To find the weak link of the structural stiffness is important to improve machine tool stiffness. However, how to overcome the static deformation with difficulty acquisition is a difficult problem in machine tool structure. The article takes the cantilever beam structure as a numerical example, the weak link is modeled as EA reduction in stiffness. Thorough finite element simulations are performed to assess the robustness and limitations of the method in several scenarios with single and multiple weaknesses.
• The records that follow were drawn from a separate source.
PR #2774, opened 2015-07-10
CertStore now opens files on creation and closes on destruction.

akallabeth:
* Fixes a synchronization issue due to the OS flushing new data too late.
* Legacy certificate accept now writes subject and issuer to new entry.
* Improves error checks

### DIFF
--- a/libfreerdp/crypto/certificate.c
+++ b/libfreerdp/crypto/certificate.c
@@ -98,15 +98,28 @@ BOOL certificate_store_init(rdpCertificateStore* certificate_store)
 								(char*) certificate_legacy_hosts_file)))
 		goto fail;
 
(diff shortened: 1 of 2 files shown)


libfreerdp/crypto/certificate.c
```diff
@@ -178,20 +197,27 @@ static int certificate_data_match_legacy(rdpCertificateStore* certificate_store,
...
+		rdpCertificateData* data = certificate_data_new(
+						   hostname,
+						   certificate_data->port,
+						   NULL, NULL,
+						   certificate_data->fingerprint);
 		if (data)
+		{
+			free (data->subject);
+			free (data->issuer);
+			data->subject = _strdup(certificate_data->subject);
```
hardening: strdups not checked here

PR #2779, opened 2015-07-13
Send correct buttons when using a left-handed mouse

RolKau:
If you connect to a Windows server which is set up to use the left button as primary, from an X.org client which is also configured this way, the mouse buttons will appear switched in the RDP session!

This is because RDP expects physical button values to be sent whereas the client currently sends the X.org button event argument which are logical buttons values. The buttons are thus mapped twice.

This changeset implements an indirection where the logical buttons are first unmapped/reverse mapped back to the physical buttons, which are then sent over the wire and can then be mapped by the server. This enables a user to keep the same configuration at both the console and in a remote session.

I have enabled this mapping by default since a remote session should ideally behave like a console session. Left-handed server administrators that only configured their workstation but didn't bother to set the option at the server can use an option to get the back the old behaviour.

For those using a right-handed mouse (at both client and server), there should be no changes.

Tested with Ubuntu Precise 12.04 connecting to Windows 7 SP1.

### DIFF
--- a/client/X11/xf_client.c
+++ b/client/X11/xf_client.c
@@ -1045,7 +1045,10 @@ static void xf_button_map_init (xfContext* xfc)
 	};
 
 	/* query system for actual remapping */
-	xf_get_x11_button_map (xfc, x11_map);
+	if (!xfc->settings->UnmapButtons)
+	{
+		xf_get_x11_button_map (xfc, x11_map);
+	}
 
 	/* iterate over all (mapped) physical buttons; for each of them */
 	/* find the logical button in X11, and assign to this the       */
--- a/client/X11/xf_client.c
+++ b/client/X11/xf_client.c
@@ -935,6 +935,46 @@ void xf_check_extensions(xfContext* context)
 #endif
 }
 
+/* Assignment of physical (not logical) mouse buttons to wire flags. */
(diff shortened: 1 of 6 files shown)


bmiklautz:
@freerdp-bot test.

RolKau:
Reduced patch footprint, hopefully without reducing readability. There should be no effective change, but to be on the safe side: @freerdp-bot test

bmiklautz:
@freerdp-bot test.

RolKau:
The logic of the flag was inverse of the wording; updated and squashed into the commit.

akallabeth:
LGTM +1

hardening:
Looks like this PR doesn't apply cleanly anymore. @RolKau any chance that you could update it ?

RolKau:
@hardening Rebased onto 1b177fa (current master)

hardening:
@RolKau I have reviewed again the patch, and I feel like the UnmapButton should be in the ABI stable part of settings, probably in the Input Capabilities section. @akallabeth any comment on this ?

akallabeth:
@RolKau @hardening Yes, I agree. Would suggest the section labeled ```/* Miscellaneous */```.

RolKau:
@akallabeth @hardening Like 6f6f0b0?

PR #2781, opened 2015-07-14
winpr/synch: remove the dependency on winsock.h

bmiklautz:
winsock.h pulls in a lot of defines and dependencies that are not
required and partially unwanted in winpr's core (for parts that are not
related to network). In order to get rid of this dependency and have an
independent defines for extended winpr functions the WINPR_FD_* defines
are used internally (and for exposed functions). Where required, like in
WSAEventSelect, the FD_* is mapped to WINPR_FD_*.


akallabeth:
+1

MartinHaimberger:
+1 LGTM

PR #2784, opened 2015-07-15
Stable 1.1

jenerpeon:


bmiklautz:
@jenerpeon why should we merge master into stable-1.1?

PR #2786, opened 2015-07-15
winpr/tools: Fixed x509_get_default_name failing with long computer names

mfleisz:
x509_get_default_name used to fail if the computer name was longer than 15 characters.
Now we will first determine the actual length required to hold the computer name and then we start the actual computer name query with the correct buffer size.
We are also using ComputerNamePhysicalNetBIOS instead of ComputerNameNetBIOS because later will return the NetBIOS name of the cluster virtual server if the computer is a node in a cluster.


MartinHaimberger:
+1 LGTM

PR #2788, opened 2015-07-16
rdpsnd: change plugin load order

bmiklautz:
The recently added OSS support is recommended by default and if found
loaded before ALSA. This possibly breaks old command lines if ALSA
wasn't specified (like if only /sound was used). To make sure this doesn't cause any problems the order
is changed to PULSE,ALSA,OSS.


hardening:
+1

bmiklautz:
Closing in favor of PR #2785 which contains this change as well.

PR #2789, opened 2015-07-16
[Thread] Fixed mutex unlocking and return checks.

akallabeth:
* Fixes a missing unlock mutex in error case.
* Adds checks to pthread mutex lock and unlock functions.


hardening:
+1

bmiklautz:
+1

Issue #2790, opened 2015-07-17
Latest commit 042cb25 - xfreerdp CPU 100% and fails


HenryJacques:
The latest commit 042cb250f3452206140b652370f01649a6a16039 brings a regression on my Ubuntu 14.04 64bits.
When trying to connect to Windows 7 SP1 64bits:

The process goes to 100% during one minute and then it fails.
The length of the logging [INFO] is variable but it always fail in the end.

root@ubuntu:~/FreeRDP-master-17-07# xfreerdp /u:user /d:DOMAIN /p:'password' /v:10.10.10.10 /cert-ignore /sec:nla
[10:00:50:183] [13897:13898] [INFO][com.winpr.sspi.NTLM] - VERSION ={
[10:00:50:183] [13897:13898] [INFO][com.winpr.sspi.NTLM] -      ProductMajorVersion: 6
[10:00:50:183] [13897:13898] [INFO][com.winpr.sspi.NTLM] -      ProductMinorVersion: 1
[10:00:50:183] [13897:13898] [INFO][com.winpr.sspi.NTLM] -      ProductBuild: 7601
[10:00:50:183] [13897:13898] [INFO][com.winpr.sspi.NTLM] -      Reserved: 0x000000
[10:00:50:183] [13897:13898] [INFO][com.winpr.sspi.NTLM] -      NTLMRevisionCurrent: 0x0F

[10:01:50:154] [13897:13898] [ERROR][com.freerdp.core] - freerdp_set_last_error ERRCONNECT_CONNECT_TRANSPORT_FAILED [0x2000D]
[10:01:50:154] [13897:13898] [ERROR][com.freerdp.client.x11] - Authentication only, exit status 1

This is what top gives me:

top - 10:01:00 up 10 days, 15:23,  4 users,  load average: 0,16, 0,07, 0,16
Tasks: 125 total,   1 running, 124 sleeping,   0 stopped,   0 zombie
%Cpu(s): 16,1 us,  9,1 sy,  0,0 ni, 74,9 id,  0,0 wa,  0,0 hi,  0,0 si,  0,0 st
KiB Mem:   6016148 total,  2571960 used,  3444188 free,   296280 buffers
KiB Swap:  6194172 total,        0 used,  6194172 free.  1793176 cached Mem

  PID USER      PR  NI    VIRT    RES    SHR S  %CPU %MEM     TIME+ COMMAND
[...]

PR #2791, opened 2015-07-17
transport: fix regression introduced with PR #2770

bmiklautz:
When the event is reset in transport_check_fds xfreerdp doesn't work and
consumes 100% CPU (see #2790). On windows this is require otherwise the
CPU consumption is 100% there.
This quick fix only resets the event on windows. It's a working approach
but definitely not the final solution.


mfleisz:
+1

MartinHaimberger:
+1 LGTM

Issue #2733, opened 2015-06-25
xfreerdp hangs when closing Windows session with redirected smartcard


HenryJacques:
Hello,

I am using FreeRDP from GIT Master branch (from today) on a Ubuntu 12.04 LTS5 to connect to
- a Windows 2012 R2
- a Windows 8.1 Entreprise

Using the following command line:

xfreerdp /v:w8-test +toggle-fullscreen /cert-ignore +compression /compression-level:2 +heartbeat /d:DOMAIN /u:user /p:password /f /kbd:french +auto-reconnect /client-hostname:HOST /sec:nla /smartcard:0f14:0038

On both hosts, redirecting a smartcard causes a problem when I disconnect the session: the screen remains black, xfreerdp hangs forever....

However, I am using a card reader so if I remove the card (or insert it - so if I change the "state" of the reader), it unblocks the process:

The last errors (CHANNEL_RC_NOT_CONNECTED) are printed during the black screen. I interrupt them when removing the card...

[15:39:33:185] [13348:13356] [INFO][com.freerdp.channels.rdpdr.client] - Loading device service smartcard (static)
[15:39:33:199] [13348:13356] [INFO][com.freerdp.channels.rdpdr.client] - Loading device service smartcard (static)
[15:39:33:704] [13348:13356] [INFO][com.freerdp.channels.rdpdr.client] - registered device #1: SCARD (type=32 id=1)
[15:39:33:704] [13348:13356] [INFO][com.freerdp.channels.rdpdr.client] - registered device #2: SCARD (type=32 id=2)
[15:39:34:396] [13348:13356] [INFO][com.freerdp.channels.rdpdr.client] - registered device #1: SCARD (type=32 id=1)
[15:39:34:396] [13348:13356] [INFO][com.freerdp.channels.rdpdr.client] - registered device #2: SCARD (type=32 id=2)
[15:39:35:115] [13348:13364] [WARN][com.freerdp.channels.smartcard.client] - IRP failure: SCardGetStatusChangeW (0x000900A4), status: SCARD_E_CANCELLED (0x80100002)
[15:39:51:892] [13348:13349] [ERROR][com.freerdp.core] - ERRINFO_LOGOFF_BY_USER (0x0000000C):The disconnection was initiated by the user logging off his or her session on the server.
[15:39:51:017] [13348:13349] [ERROR][com.freerdp.core.rdp] - DisconnectProviderUltimatum: reason: 3
[...]

PR #2793, opened 2015-07-20
Fix for transactions support for Smart Cards

rkondratenko:
This patch addresses incorrect  behavior of FreeRDP with Smart Card transactions. Current version had transactions disabled because of these issues. The issues addressed here are:
1. Correcting condition for SCardIsValidContext for it to be true when the context is actually valid.
2. Releasing all contexts on a smartcard to cancel all commands waiting for transactions before waiting for it's thread to exit.
3. Removing "private" context from card handle in PCSC-Lite adapter, so that transactions do unlock when context is released.

### DIFF
--- a/channels/smartcard/client/smartcard_main.c
+++ b/channels/smartcard/client/smartcard_main.c
@@ -150,7 +150,7 @@ static void smartcard_release_all_contexts(SMARTCARD_DEVICE* smartcard) {
 
 			hContext = pContext->hContext;
 
-			if (SCardIsValidContext(hContext))
+			if (SCardIsValidContext(hContext) == SCARD_S_SUCCESS)
 			{
 				SCardCancel(hContext);
 			}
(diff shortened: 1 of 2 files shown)


bmiklautz:
@rkondratenko do you have a test/verification case as well?

rkondratenko:
@bmiklautz
I do but it requires a smart card and an AD configured for Smart Card Logon.
The test case I was using is:
1. enable transactions in the code
2. RDP login to Windows machine by either a Smart card or a password
3. Disconnect (do not log off)
4. Login ther again by the Smart Card, resuming the session.
5. Smart Card is unusable from the session as all calls block due to active transaction. (Try 'certutil -scinfo' as a quick test )
6. Try to disconnect or log off. Application hangs.

This patch addresses this but it has scope in more than just this issue.
This is the most obvious symptom resulting from a combination of problems.

0. When authenticating using a smartcard Windows acquires transaction for that smartcard.
1. When reconnecting an existing session server sends second announce, requiring client to drop all device reference and start sequence from scratch. Windows does not send EndTransaction in this case as it expects client to release all device references (i.e. PCSC contexts).
2. smartcard_init gets called but it does not release contexts, causing that transaction to last forever, making smartcard unusable.
3. When application is about to close it calls smartcard_free that sends Quit signals to all context threads and waits for them to exit. But most of them are blocked due to hanging transaction and this causes a deadlock.

bmiklautz:
@freerdp-bot test

HenryJacques:
This PR fixes my issue #2733 
Thanks!

PR #4307, opened 2017-12-09
Simple code style change

cpsw:
A very simple code style change to isolate the attribution from the checking. I'm submitting this issue after see some discussion around this point, which I agree and I would change in my own code. It is just a suggestion!


hardening:
@freerdp-bot I guess the test is gonna work don't you ?

akallabeth:
@cpsw A link to the discussion would be nice ;)
As @hardening already mentioned, it is not really necessary and more or less preference.

PR #4313, opened 2017-12-14
disp: implement dynamic resolution for X11

hardening:
If the display channel is available we use it to allow the user to resize the xfreerdp window. When the window is resized we announce a new monitor layout and the server reacts by doing a reactivation sequence to the new size.
The minimum window size is limited to 300x300 as 2012 servers crash horribly if we send them a smaller layout.

### DIFF
--- a/channels/disp/client/disp_main.c
+++ b/channels/disp/client/disp_main.c
@@ -98,7 +98,6 @@ UINT disp_send_display_control_monitor_layout_pdu(DISP_CHANNEL_CALLBACK* callbac
 	type = DISPLAY_CONTROL_PDU_TYPE_MONITOR_LAYOUT;
 
 	s = Stream_New(NULL, length);
-
 	if(!s)
 	{
 		WLog_ERR(TAG, "Stream_New failed!");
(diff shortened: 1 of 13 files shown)


akallabeth:
@hardening Did some tests, works (mostly) as expected.
Only thing that I've noticed is that the requests are sent too fast, so when resizing the window the resolution set may be different from the window size set locally.
Could probably be solved by ignoring all resize events until some grace timeout is expired.

hardening:
@akallabeth yes right I'm having the same. My problem is that I'm tracking window resizes done with the mouse by looking at configure events, but you also get configure event when the window is resized by a XWindowResize. And that's exactly what happens when the reactivation sequence takes place:

* you start dragging the window corner with the mouse, we get a configure event with the new window size;
* we send a new layout via the display channel;
* during that time you're probably continuing to move the mouse;
* the server does a reactivation sequence to the new size, so we XWindowResize the main window, and we get a configure event to a size that does not correspond to the mouse position;

I'll look at delaying the sending of the layout, but that makes the channel much more complicated.

akallabeth:
@hardening I think a simple timer should suffice. Start a timer with the current resolution, if a new one arrives restart the timer with the new resolution. So, if you're still moving/resizing the window, all events are ignored, but if you stop for e.g. half a second, a new resolution is requested from the server

akallabeth:
Merging as the resize issue is an annoyance but the feature itself is working stable.
The issues can be worked out in follow up pulls.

The sensors are used to acquire the acceleration data, the structural modal parameters are obtained by the singular value decomposition technique, and the dynamic characteristics are systematically reconstructed by using the modal state-space method to obtain static stiffness. Then, an identification method proposed by measured data and reconstructed data to identify the weak link of stiffness of the cantilever structure. Furthermore, the comparison of numerical and experimental results validate the correctness and effectiveness of this method. The research has certain practical engineering value and provides an accurate guidance for the optimization of machine tool stiffness.

寻找结构刚度的薄弱环节对于提高机床刚度具有重要意义。然而，如何克服难以获取的静态变形是机床结构中的难题。文章以悬臂梁结构为例，将薄弱环节建模为EA刚度折减。进行彻底的有限元模拟，以评估该方法在具有单个和多个弱点的几种情况下的稳健性和局限性。利用传感器获取加速度数据，通过奇异值分解技术获得结构模态参数，并利用模态状态空间方法系统地重构动态特性以获得静刚度。然后，提出了一种利用实测数据和重构数据识别悬臂结构刚度薄弱环节的识别方法。此外，数值与实验结果的比较验证了该方法的正确性和有效性。该研究具有一定的实用工程价值，为机床刚度优化提供准确指导。